アスパラギン酸の場合の問題点-04

 

平衡反応を用いた計算では,

\(\Large H^3 - K_2 K_3 \cdot H - 2 K_1 K_2 K_3 = 0 \)

となりました.

また,独立にそれぞれの基の解離を考える.場合ですと,

\(\Large \frac{1}{1+10^{pH-1.88}} = \frac{1}{1+10^{3.65-pH}} + \frac{1}{1+10^{9.6-pH}} \)

となりました.

この二つの式は同一なのでしょうか?

独立にそれぞれの基の解離を考える.場合を変形していきましょう.

\(\Large pK = log \frac{1}{K} = - log K \)

ですので,

\(\Large \frac{1}{1+10^{pH-pK}} = \frac{1}{1+\frac{10^{pH}}{10^{pK}}} = \frac{1}{1+\frac{K}{H}} = \frac{1}{ \frac{H+K}{H}} = \frac{H}{H+K} \)

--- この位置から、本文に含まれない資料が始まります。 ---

PR #7115, opened 2026-07-29
feat(internal/librarian/ruby): add tidy function for ruby configuration

### LINKED ISSUE #6919: ruby: remove empty ruby struct in tidy
medium

If `vb` is non-nil but `vb.EnvPrefix` is empty, setting `lib.APIs[0].Ruby` will result in an empty `ruby:` block in the generated configuration. It is cleaner to only initialize the `Ruby` API configuration when a non-empty environment prefix is found.

```suggestion
			if vb != nil && vb.EnvPrefix != "" {
				lib.APIs[0].Ruby = &config.RubyAPI{
					EnvPrefix: vb.EnvPrefix,
				}
			}
```

_Originally posted by @gemini-code-assist[bot] in https://github.com/googleapis/librarian/pull/6917#discussion_r3614970946_

JoeWang1127:
A Tidy function is added to the `internal/librarian/ruby` package to normalize Ruby-specific library configurations.

It sorts and deduplicates additional proto file lists and nilifies empty Ruby configuration structs at both the API and library levels.

Fixes #6919


internal/librarian/ruby/tidy.go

\(\Large \frac{1}{1+10^{pK-pH}} = \frac{1}{1+\frac{10^{pK}}{10^{pH}}} = \frac{1}{1+\frac{H}{K}} = \frac{1}{ \frac{H+K}{K}} = \frac{K}{H+K} \)

と書き換えることができますので,

\(\Large \frac{1}{1+10^{pH-1.88}} = \frac{1}{1+10^{3.65-pH}} + \frac{1}{1+10^{9.6-pH}} \)

この式は,

\(\Large \frac{H}{H+K_1} - \frac{K_2}{H+K_2} - \frac{K_3}{H+K_3} = 0\)

となります.変形すると,

\(\Large H (H+K_2)(H+K_3)-K_2 (H+K_1)(H+K_3)-K_3 (H+K_1)(H+K_2) = 0 \)

となります.Hの項をまとめると,

\(\Large H^3 : 1 \)

\(\Large H^2 : K_2 + K_3 - K_2 -K_3 = 0 \)\

\(\Large H^1 : K_2 \cdot K_3 - K_2 (K_1 + K_3) - K_3 (K_1 + K_2) = - K_1 K_2 -K_1 K_3 -K_2 K_3 \)

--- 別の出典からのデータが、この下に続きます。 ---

PR #7119, opened 2026-07-29
feat(internal/librarian/php): implement code formatting using prettier

### LINKED ISSUE #6774: php(generate): format code with Prettier
Synthtool runs Prettier during post-processing via owlbot.py. If a second pass is needed, librarian calls Prettier directly:
npm exec --yes --package=@prettier/plugin-php@^0.19 \
  -- prettier '**/Client/*' --write \
  --parser=php --single-quote --print-width=120

zhumin8:
Formatting support for generated PHP libraries is implemented using Prettier and the @prettier/plugin-php plugin. The formatter is executed in the output directory on files matching **/Client/*. Options for running the formatter intended to keep consistent with the current status of on-the-fly invocation in [owlbot.py](https://github.com/googleapis/google-cloud-php/blob/bb0e3de6a995221c212af207c705ae2bcd9efab4/Ces/owlbot.py#L36-L47)

Fixes https://github.com/googleapis/librarian/issues/6774

### DIFF
--- a/internal/librarian/php/format.go
+++ b/internal/librarian/php/format.go
@@ -16,12 +16,48 @@ package php
 
 import (
 	"context"
+	"fmt"
+	"os"
+	"path/filepath"
 
+	"github.com/googleapis/librarian/internal/command"
 	"github.com/googleapis/librarian/internal/config"
+	"github.com/googleapis/librarian/internal/librarian/nodejs"
 )
 
 // Format formats a generated PHP library.
 func Format(ctx context.Context, library *config.Library) error {
-	// TODO(https://github.com/googleapis/librarian/issues/6629): implement PHP formatting
-	return nil
+	nodeInstallDir, err := nodejs.InstallDir()
+	if err != nil {
+		return err
+	}
+	prettierPath := filepath.Join(nodeInstallDir, "bin", "prettier")
+	if _, err := os.Stat(prettierPath); err != nil {
+		return fmt.Errorf("prettier not found at %s: %w", prettierPath, err)
+	}
+
+	outdir, err := filepath.Abs(library.Output)
+	if err != nil {
+		return fmt.Errorf("failed to resolve output directory path: %w", err)
+	}
+
+	binDir := filepath.Dir(prettierPath)
+	env := map[string]string{
+		"PATH": binDir + string(os.PathListSeparator) + os.Getenv("PATH"),
+	}
+
+	// In pnpm 8, global packages are installed in PNPM_HOME/global/5.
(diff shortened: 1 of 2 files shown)


internal/librarian/php/format.go
```diff
@@ -16,12 +16,62 @@ package php
...
+func prettierToolPaths() (string, string, error) {
+	nodeInstallDir, err := nodejs.InstallDir()
+	if err != nil {
+		return "", "", err
+	}
+	prettierPath := filepath.Join(nodeInstallDir, "bin", "prettier")
+	if _, err := os.Stat(prettierPath); err != nil {
+		return "", "", fmt.Errorf("prettier not found at %s: %w", prettierPath, err)
+	}
+	// In pnpm 8, global packages are installed in PNPM_HOME/global/5.
```
JoeWang1127: I think we use pnpm 7.

internal/librarian/php/format_test.go
```diff
@@ -15,16 +15,122 @@
...
+	if err != nil {
+		t.Fatal(err)
+	}
+	got := string(gotBytes)
+	if diff := cmp.Diff(want, got); diff != "" {
+		t.Errorf("mismatch (-want +got):\n%s", diff)
+	}
+}
+
+func TestFormat_Error(t *testing.T) {
```
JoeWang1127: We don't have to use a table driven test since we only have one test case.

internal/librarian/php/format_test.go
```diff
@@ -15,16 +15,122 @@
...
+	prettierPath, _, err := prettierToolPaths()
+	if err != nil {
+		t.Skipf("prettier tools not available: %v", err)
+	}
+	if !phpSupported(t.Context(), prettierPath) {
+		t.Skip("prettier does not support PHP (missing plugin?)")
+	}
+}
+
+func TestPrettierEnv(t *testing.T) {
```
JoeWang1127: Could you move this test above the helper functions?

internal/librarian/php/format.go
zhumin8: Thanks for pointing that out, indeed we use 7.32.2
https://github.com/googleapis/librarian/blob/f52568e7df469fa81067a70f9d1ec2058246246f/.github/workflows/php.yaml#L39

Updated the comment to be more exact. This path structure is true for the 7.32.2 version we used too.

In the meantime, I found an issue with the test setup that was silently skipping it. Fixed in [a01b669](https://github.com/googleapis/librarian/pull/7119/commits/a01b6694650da68a20d8d26e472fac9ddbab3f38)

JoeWang1127 (approved):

\(\Large H^0 : - K_1 K_2 K_3 -K_1 K_2 K_3 = -2 K_1 K_2 K_3 \)

と言うことで,まとめると,

\(\Large H^3 - (K_1 K_2 + K_1 K_3 + K_2 K_3) H-2 K_1 K_2 K_3 =0 \)

とHの項が平衡反応を用いた計算と微妙に違います....

\(\Large pK_3 = 9.6 \)

ですので,

\(\Large K_3 = 10^{- pK_3} = 9.6 = 2.51 \times 10^{-10} \approx 0 \)

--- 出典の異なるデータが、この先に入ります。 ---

PR #7122, opened 2026-07-29
feat(internal/librarian/php): add google-cloud-php/dev as a tool to install

### LINKED ISSUE #6978: php(install): install step for dev/google-cloud tool
We need to run dev/google-cloud tool when onboarding a new library in php (when generate for the first time).
Read more at https://github.com/googleapis/google-cloud-php/blob/main/dev/README.md

This tool is only needed for running `librarian generate` on a newly added library config.

Install should make sure this tool is properly configured to use. 

from ai/local test: 
 Before Librarian can run php dev/google-cloud component:new, the environment (CI runner or developer machine) must run:

    composer install

  in the root of the google-cloud-php repository to populate the root vendor/ directory.

sofisl:
This change adds google-cloud-php/dev as a `local_path` to install its dependencies that are necessary for library generation. This ensures that PHP-specific tools have their dependencies installed before being executed.

Fixes https://github.com/googleapis/librarian/issues/6978


internal/librarian/php/install.go
```diff
@@ -56,20 +56,29 @@ func Install(ctx context.Context, tools *config.Tools) error {
...
 	phpPath, err := checkRequiredCommands()
 	if err != nil {
 		return err
 	}
-
+	_, err = os.Stat("composer.json")
+	if err != nil && !errors.Is(err, os.ErrNotExist) {
+		return fmt.Errorf("failed to stat composer.json: %w", err)
+	}
+	if err == nil {
```
JoeWang1127: Do you need this check?

internal/librarian/php/install.go
```diff
@@ -56,20 +56,29 @@ func Install(ctx context.Context, tools *config.Tools) error {
...
+		cmd := exec.CommandContext(ctx, "composer", "install")
```
JoeWang1127: Why we have a separate `composer install` apart from line 82?

internal/librarian/php/install.go
sofisl: you're right, this could be simplified!

internal/librarian/php/install.go
sofisl: we're installing in the PHP monorepo vs. installing the dpeendencies for the global PHP tools.

I added some comments and also wrote a wrapper function so that it more closely mirrors the installation below.

JoeWang1127: I still feel it's not right to have two `composer install`.

Can we add an entry in the tool section? We could extend the composer.Install to accept local composer.json, something similar to pip local install: https://github.com/googleapis/librarian/blob/main/internal/tool/pip/pip.go#L41.

sofisl: ok, so in investigating Python's implementation, i see they have a separate config called local path. So to do that, I'll create a separate PR to make sure this one is an appropriate size. PTAL at https://github.com/googleapis/librarian/pull/7131

internal/tool/composer/composer.go
```diff
@@ -76,6 +82,17 @@ func Install(ctx context.Context, tools []*config.ComposerTool, phpPath, bin str
 			return fmt.Errorf("tool installation for non-generator composer tools is not yet supported")
 		}
 	}
+	for _, path := range paths {
```
JoeWang1127: How about creating a helper function for this for loop?

internal/tool/composer/composer.go
```diff
@@ -54,8 +59,9 @@ func Install(ctx context.Context, tools []*config.ComposerTool, phpPath, bin str
 		if err != nil {
 			return err
 		}
-		if err := command.RunInDir(ctx, dir, "composer", "install", "--no-interaction", "--prefer-dist"); err != nil {
-			return fmt.Errorf("failed to run composer install: %w", err)
+		paths = append(paths, dir)
+		if tool.Name == "google-cloud-php" {
```
JoeWang1127: This is another tool apart from `gapic-generator-php`, how about removing the else logic in line 81. Also, update the comment in line 68.

internal/tool/composer/composer.go
```diff
@@ -76,6 +82,17 @@ func Install(ctx context.Context, tools []*config.ComposerTool, phpPath, bin str
 			return fmt.Errorf("tool installation for non-generator composer tools is not yet supported")
 		}
 	}
+	for _, path := range paths {
+		if _, err := os.Stat(filepath.Join(path, "composer.json")); err != nil {
+			if errors.Is(err, os.ErrNotExist) {
```
JoeWang1127: How about combing these two errors?

internal/tool/composer/composer.go
sofisl: Yeah technically there's going to be a slight merge conflict with https://github.com/googleapis/librarian/pull/7141, since it actually removes the special processing between the generator and other tools. So we should merge in https://github.com/googleapis/librarian/pull/7141 first.

internal/tool/composer/composer.go
sofisl: Do you think that's necessary even when flattening the error messages?

If you really think it's necessary, then I'd probably refactor the whole Install function in a separate PR. However I think that #7141 which removes the special treating of the generator and with flattening the error messages, the Install function will be fairly easy to understand on its own.

tool/cmd/migrate/librarian_php.yaml
```diff
@@ -27,6 +27,8 @@ default:
     common_resources: true
 tools:
   composer:
+    - name: google-cloud-php
+      local_path: "."
```
zhumin8: Can we specify `/dev`? I suppose the tool scripts should be standalone and not depending on google-cloud-php code outside of /dev dir?

tool/cmd/migrate/librarian_php.yaml
```diff
@@ -27,6 +27,8 @@ default:
     common_resources: true
 tools:
   composer:
+    - name: google-cloud-php
```
zhumin8: "google-cloud-php" sounds slightly confusing to me. Imagine reading this section from google-cloud-php/librarian.yaml, I'd be confused on what it is referring to with repo name.
Since I believe this is just arbitrary name, can we call it along the lines of "google-cloud-php/dev" or "google-cloud-php-dev-scripts"?

zhumin8:
I am slightly confused by the PR title and description. IIUC, this change is to support install composer tool from local path, specifically we need to install google-cloud-php/dev. The "automatically run composer install" confuses me.

tool/cmd/migrate/librarian_php.yaml
sofisl: yeah I hear what you're saying. I changed the names!

tool/cmd/migrate/librarian_php.yaml
sofisl: yeah good idea!

.github/workflows/php.yaml
```diff
@@ -38,7 +38,10 @@ jobs:
           corepack enable pnpm
           corepack prepare pnpm@7.32.2 --activate
       - name: Setup test configuration
-        run: cp ./tool/cmd/migrate/librarian_php.yaml librarian.yaml
+        run: |
+          cp ./tool/cmd/migrate/librarian_php.yaml librarian.yaml
+          mkdir dev
+          echo '{"config": {"vendor-dir": "php-vendor"}}' > dev/composer.json
```
zhumin8, line 44: hmm, this works, but it concerns me a bit. 
I see `librarian_php.yaml` as a temp file during migration (I know this is not new addition now, sorry missed it earlier). Can you use separate files in test data for testing? Or maybe we move it to /testdata after migration? 

I don't think our test should expect dir structure/files to be present outside of the /testdata. Basically, if a test needs this file be present, add that as part of the test setup.

sofisl: yes I definitely think we should move it to /testdata after migration! I can create a f/u for it. But for now, it makes sense to me to have it in the test since we are testing the migratory .yaml which will test our real workflow without depending on an external library. Otherwise we'd need to update the testData and the migrate librarian.yaml when making a change.

zhumin8: I agree with your point for librarian.yaml. 

Can we remove these extra setup and set it up in the test that needs it?
```
mkdir dev
          echo '{"config": {"vendor-dir": "php-vendor"}}' > dev/composer.json
```

zhumin8 (approved):

sofisl:
In thinking more about this, i'm not sure how this will work with #7141  if we change the branching logic. To me it seems quite ugly to say if google-cloud-php/dev, then continue, else if generator, look in main.php, else fail. In talking to Jetski it recommended an Entrypoint option which I kind of like. I'll discuss with @JoeWang1127 on Monday.

.github/workflows/php.yaml
sofisl: The mkdir dev and dev/composer.json setup is actually required by the librarian install php command that runs directly in the workflow step, rather than by a specific Go test. Because it uses the librarian_php.yaml template which has a local composer dependency on dev, the install step will fail if we don't mock it.

Instead of moving it to a Go test, I can just create a dummy dev/composer.json inside a testdata folder and copy it over in the workflow. I'll include this change in the follow-up PR when we move the migratory .yaml to testdata!

JoeWang1127 (approved):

となり,二つの式の余分な項はほとんど0となるので計算結果は同じになるのですが.....

 

一つの可能性は...平衡反応を用いた計算では,

\(\Large pK_1 < pK_2 < pK_3 \)

つまり,

\(\Large K_1 > K_2 > K_3 \)

というように三つの平衡定数の上下関係を規定していましたが,独立にそれぞれの基の解離を考える.場合には上下関係を考慮していない(=どんな場合でも成り立つ)からなのかもしれません.

となると,独立にそれぞれの基の解離を考える.場合の式が正しい式なのかもしれません.

どなたかわかる方がおりましたら教えてください.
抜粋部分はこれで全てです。